### Stored data entries

------------------------------------

PR #1426, opened 2025-12-15
Make traceOutput more powerful and use it in the call classifier

### LINKED ISSUE #1423: Almost redundant tracing implementation in call.cpp
To facilitate tracing from a `CallOperation` to the lambda it is calling, the call classifier has its own machinery for tracing an Output though regions up to where it comes from. 

This is very similar to the general `traceOutput` function we now have in `node.hpp` (rsvdg namespace) and `trace.hpp` (llvm namespace). There are however some important differences.

The call one does not trace though a phi fixedpoint variable argument, because it wants to distinguish between recursive and non-recursive direct calls. This is totally fine, and I think the other, general, trace functions could do the same, as the semantics of the fixed point variables are a bit special.

A more fundamental difference is that the trace function in `call.cpp` makes a much greater effort in determining if a gamma output or theta output is invariant. While the `traceOutput` family does a simple check to see if the region result(s) is directly attached to a region argument(s), the one in `call.cpp` actually goes into the subregion to check if it can trace its way to a region argument.

First of all I think the code for doing this in gamma nodes is wrong.

Second, I'm wondering how much effort it makes sense to do when tracing. If we have done Invariant Value Redirection recently, there should not really be any reason to trace into subregions.

We could also imagine being even more extreme in our attempts at tracing, and start to do a sort of common output coalescing. This would only be able to give more information if common node elimination has not been run recently.

I would like to avoid having two tracing functions, but at the same time I think it is nice for the general tracing function to not have to build a hash map of the world as it is tracing. I think it might be possible to get a good compromise where we make the current `traceOutput` able to trace through anything that the current `call.cpp` trace function can, but without needing to maintain any state during tracing. In that case I think we should remove the custom tracing function from `call.cpp` and use the general one everywhere. 

@phate

haved:
The `CallOperation`'s classifier contained output tracing machinery that did mostly the same as the regular `traceOutput` and friends, but was a bit more capable, as it would traverse into subregions to try extra hard to see if outputs are invariant.

This PR makes the general `traceOutput` as powerful, in a way that does not require state to be stored. The call classifier is changed to make use of it instead of having its own duplicated logic.

I do think the solution we currently have to handle IOBarrier from LLVM is a bit bad, as it requires creating a separate `traceOutput` for when we are inside the LLVM dialect. It would make more sense if operations had a general way of reporting that some outputs are invariant, but that is left for later.

Fixes #1423

### DIFF
--- a/tests/jlm/rvsdg/TraceTests.cpp
+++ b/tests/jlm/rvsdg/TraceTests.cpp
@@ -8,8 +8,8 @@
 #include <test-types.hpp>
 
 #include <jlm/rvsdg/gamma.hpp>
-#include <jlm/rvsdg/theta.hpp>
 #include <jlm/rvsdg/simple-node.hpp>
+#include <jlm/rvsdg/theta.hpp>
 #include <jlm/rvsdg/Trace.hpp>
 #include <jlm/rvsdg/view.hpp>
 


jlm/rvsdg/Trace.hpp
```diff
@@ -0,0 +1,138 @@
...
+class OutputTracer
+{
+public:
+  virtual ~OutputTracer();
+
+  /**
+   * Creates an OutputTracer with the given configuration
+   * @param isDeep if true, tracing goes into subregions, trying to trace through structural nodes.
+   *        Otherwise, outputs of structural nodes use a simple invariant check.
+   * @param isInterprocedural allow tracing out of loops
```
phate: Did you mean "allow tracing out of lambdas" here? Otherwise, this makes no sense to me as interprocedural does not mean "out of loops".

jlm/rvsdg/Trace.hpp
```diff
@@ -0,0 +1,138 @@
...
+   */
+  [[nodiscard]] Output *
+  tryTraceThroughGamma(GammaNode & gammaNode, Output & output);
+
+  /**
+   * Attempts to trace the output of a theta node through the node.
+   * This is only possible if the output is invariant within the theta node.
+   * @param thetaNode the gamma node to trace through
+   * @param output an output of the given gamma node
+   * @return the origin of the output value on the input side of the gamma, or nullptr.
```
phate: input side of the theta

jlm/rvsdg/Trace.hpp
```diff
@@ -0,0 +1,138 @@
...
+   */
+  [[nodiscard]] Output *
+  tryTraceThroughTheta(ThetaNode & thetaNode, Output & output);
```
phate: Same with "@pre" here

jlm/rvsdg/Trace.hpp
```diff
@@ -0,0 +1,138 @@
...
+   * @param output the output to trace from
+   * @param mayLeaveRegion if false, tracing stops if it reaches a region argument
+   * @return the result of tracing from the given output, if possible. Otherwise, \p output.
+   */
+  [[nodiscard]] virtual Output &
+  traceStep(Output & output, bool mayLeaveRegion);
+
+  // When true, tracing enters subregions of structural nodes to check if the value is invariant.
+  // When false, values are only considered invariant if they are directly connected to arguments.
+  bool isDeep_;
```
phate: Suggestion: "traceInStructuralNodes"?

jlm/rvsdg/Trace.cpp
```diff
@@ -0,0 +1,233 @@
...
+    if (const auto ctxVar = lambda->MapBinderContextVar(output))
+      return *ctxVar->input->origin();
+
+    return output;
+  }
+
+  // Handle delta context variables
+  if (const auto delta = rvsdg::TryGetRegionParentNode<DeltaNode>(output))
+  {
+    // If the argument is a contex variable, continue normalizing
```
phate: continue tracing

haved:
I tended to your comments and added a test with nested structural nodes, that also tests having `testInStructuralNodes` set to `false`. @phate

One of your comments I did not implement, as using `ThetaLoopVarIsInvariant` is not powerful enough to get the nested behavior. We get a kind of circular dependency between deep invariance checking and tracing, which I'm not entirely sure how to handle.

------------------------------------

### TRY IT
Give the number of lines in the entries above that contain the word "does", with no accompanying text.

### RESPONSE TO THIS EXERCISE
4